■ **WHAT YOU SHOULD DO**
Would you please transcribe, exactly as written, the lines of the entries below starting at the one that holds "PR #70, opened 2024-11-26" and ending at the one that holds "I don't think anyone", both included?

====== INFORMATION PROVIDED

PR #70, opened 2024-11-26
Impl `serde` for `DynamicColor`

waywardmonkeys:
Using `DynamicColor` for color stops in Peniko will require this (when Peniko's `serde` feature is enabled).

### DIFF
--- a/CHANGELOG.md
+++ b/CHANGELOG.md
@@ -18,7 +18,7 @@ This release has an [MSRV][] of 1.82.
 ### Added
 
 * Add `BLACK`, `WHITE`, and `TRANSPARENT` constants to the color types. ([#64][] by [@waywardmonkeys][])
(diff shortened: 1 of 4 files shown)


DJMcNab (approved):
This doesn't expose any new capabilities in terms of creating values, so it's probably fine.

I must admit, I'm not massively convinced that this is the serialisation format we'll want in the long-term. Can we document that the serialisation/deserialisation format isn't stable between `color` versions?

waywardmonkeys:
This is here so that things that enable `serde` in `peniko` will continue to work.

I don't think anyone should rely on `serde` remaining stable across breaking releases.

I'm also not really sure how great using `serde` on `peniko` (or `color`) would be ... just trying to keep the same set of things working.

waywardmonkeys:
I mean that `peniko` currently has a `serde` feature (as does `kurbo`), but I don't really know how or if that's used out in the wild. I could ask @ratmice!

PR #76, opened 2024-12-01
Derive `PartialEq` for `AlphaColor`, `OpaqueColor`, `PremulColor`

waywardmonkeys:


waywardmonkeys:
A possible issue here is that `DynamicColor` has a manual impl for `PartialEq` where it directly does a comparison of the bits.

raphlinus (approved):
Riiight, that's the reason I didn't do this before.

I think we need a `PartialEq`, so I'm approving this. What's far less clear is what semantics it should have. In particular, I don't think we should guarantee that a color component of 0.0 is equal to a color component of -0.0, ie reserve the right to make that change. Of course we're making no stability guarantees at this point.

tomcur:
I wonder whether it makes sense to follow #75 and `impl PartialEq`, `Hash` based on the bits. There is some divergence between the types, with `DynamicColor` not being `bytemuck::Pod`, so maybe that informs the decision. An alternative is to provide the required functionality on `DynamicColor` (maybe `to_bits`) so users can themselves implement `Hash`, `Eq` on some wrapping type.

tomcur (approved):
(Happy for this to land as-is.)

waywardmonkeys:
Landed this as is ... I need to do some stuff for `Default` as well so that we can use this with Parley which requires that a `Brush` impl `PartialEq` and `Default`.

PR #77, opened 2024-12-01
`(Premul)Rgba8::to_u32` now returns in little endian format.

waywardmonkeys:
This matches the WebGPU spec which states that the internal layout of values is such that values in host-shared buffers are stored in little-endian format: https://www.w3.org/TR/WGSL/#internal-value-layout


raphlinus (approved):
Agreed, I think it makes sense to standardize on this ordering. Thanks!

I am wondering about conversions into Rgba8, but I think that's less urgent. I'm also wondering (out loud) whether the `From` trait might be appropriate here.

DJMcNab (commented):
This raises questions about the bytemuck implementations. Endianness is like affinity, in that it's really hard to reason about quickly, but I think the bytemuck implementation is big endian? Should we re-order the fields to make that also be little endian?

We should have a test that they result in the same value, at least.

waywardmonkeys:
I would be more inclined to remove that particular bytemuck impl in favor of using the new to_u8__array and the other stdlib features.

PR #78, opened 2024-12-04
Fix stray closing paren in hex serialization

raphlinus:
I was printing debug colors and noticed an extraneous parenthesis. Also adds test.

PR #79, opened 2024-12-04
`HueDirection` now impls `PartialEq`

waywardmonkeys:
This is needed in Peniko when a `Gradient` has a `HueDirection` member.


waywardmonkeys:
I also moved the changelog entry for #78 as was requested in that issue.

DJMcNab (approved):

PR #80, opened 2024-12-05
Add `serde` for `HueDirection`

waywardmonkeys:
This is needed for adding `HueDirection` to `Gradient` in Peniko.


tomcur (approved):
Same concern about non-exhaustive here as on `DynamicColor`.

============
====== INFORMATION PROVIDED

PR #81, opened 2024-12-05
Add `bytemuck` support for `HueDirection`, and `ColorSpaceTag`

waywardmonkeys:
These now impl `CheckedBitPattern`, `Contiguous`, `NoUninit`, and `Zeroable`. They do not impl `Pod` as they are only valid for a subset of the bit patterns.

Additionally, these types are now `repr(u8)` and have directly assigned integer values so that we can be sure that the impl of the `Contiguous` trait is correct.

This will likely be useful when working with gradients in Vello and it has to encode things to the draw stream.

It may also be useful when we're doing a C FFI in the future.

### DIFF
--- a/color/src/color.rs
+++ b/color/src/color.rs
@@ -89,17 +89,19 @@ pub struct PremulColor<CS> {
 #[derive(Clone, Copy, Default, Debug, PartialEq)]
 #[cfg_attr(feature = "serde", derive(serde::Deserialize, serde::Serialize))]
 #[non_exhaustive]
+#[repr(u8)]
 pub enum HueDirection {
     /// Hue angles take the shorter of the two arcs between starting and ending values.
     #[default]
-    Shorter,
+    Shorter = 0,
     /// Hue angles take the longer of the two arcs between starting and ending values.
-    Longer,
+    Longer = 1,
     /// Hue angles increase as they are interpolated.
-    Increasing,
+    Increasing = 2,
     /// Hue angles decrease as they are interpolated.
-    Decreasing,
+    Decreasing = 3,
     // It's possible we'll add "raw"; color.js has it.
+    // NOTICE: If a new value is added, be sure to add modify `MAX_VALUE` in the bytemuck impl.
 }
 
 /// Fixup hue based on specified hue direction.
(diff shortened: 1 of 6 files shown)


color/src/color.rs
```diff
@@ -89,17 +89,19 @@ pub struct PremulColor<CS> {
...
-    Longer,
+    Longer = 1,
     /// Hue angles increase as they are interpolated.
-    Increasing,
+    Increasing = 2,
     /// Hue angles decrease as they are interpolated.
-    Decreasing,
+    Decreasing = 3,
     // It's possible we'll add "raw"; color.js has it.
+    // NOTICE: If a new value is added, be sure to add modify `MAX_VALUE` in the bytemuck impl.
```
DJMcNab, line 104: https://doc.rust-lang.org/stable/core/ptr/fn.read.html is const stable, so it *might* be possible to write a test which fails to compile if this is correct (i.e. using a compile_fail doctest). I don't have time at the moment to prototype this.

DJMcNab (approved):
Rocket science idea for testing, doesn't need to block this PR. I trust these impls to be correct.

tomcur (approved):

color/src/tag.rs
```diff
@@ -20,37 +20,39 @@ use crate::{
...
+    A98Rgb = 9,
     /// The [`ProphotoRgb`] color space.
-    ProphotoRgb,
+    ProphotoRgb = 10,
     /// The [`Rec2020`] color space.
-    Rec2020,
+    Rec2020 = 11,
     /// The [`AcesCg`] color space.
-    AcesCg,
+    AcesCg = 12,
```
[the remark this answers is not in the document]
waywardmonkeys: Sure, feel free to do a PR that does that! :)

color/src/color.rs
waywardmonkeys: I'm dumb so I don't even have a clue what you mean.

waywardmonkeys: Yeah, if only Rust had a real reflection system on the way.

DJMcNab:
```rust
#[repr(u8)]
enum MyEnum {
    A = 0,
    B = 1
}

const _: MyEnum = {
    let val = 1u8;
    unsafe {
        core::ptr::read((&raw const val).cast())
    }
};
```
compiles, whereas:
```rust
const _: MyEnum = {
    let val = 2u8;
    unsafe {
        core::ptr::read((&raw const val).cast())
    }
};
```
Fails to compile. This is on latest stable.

============

■ **RESPONSE TO THE TASK**
PR #70, opened 2024-11-26
Impl `serde` for `DynamicColor`

waywardmonkeys:
Using `DynamicColor` for color stops in Peniko will require this (when Peniko's `serde` feature is enabled).

### DIFF
--- a/CHANGELOG.md
+++ b/CHANGELOG.md
@@ -18,7 +18,7 @@ This release has an [MSRV][] of 1.82.
 ### Added
 
 * Add `BLACK`, `WHITE`, and `TRANSPARENT` constants to the color types. ([#64][] by [@waywardmonkeys][])
(diff shortened: 1 of 4 files shown)


DJMcNab (approved):
This doesn't expose any new capabilities in terms of creating values, so it's probably fine.

I must admit, I'm not massively convinced that this is the serialisation format we'll want in the long-term. Can we document that the serialisation/deserialisation format isn't stable between `color` versions?

waywardmonkeys:
This is here so that things that enable `serde` in `peniko` will continue to work.

I don't think anyone should rely on `serde` remaining stable across breaking releases.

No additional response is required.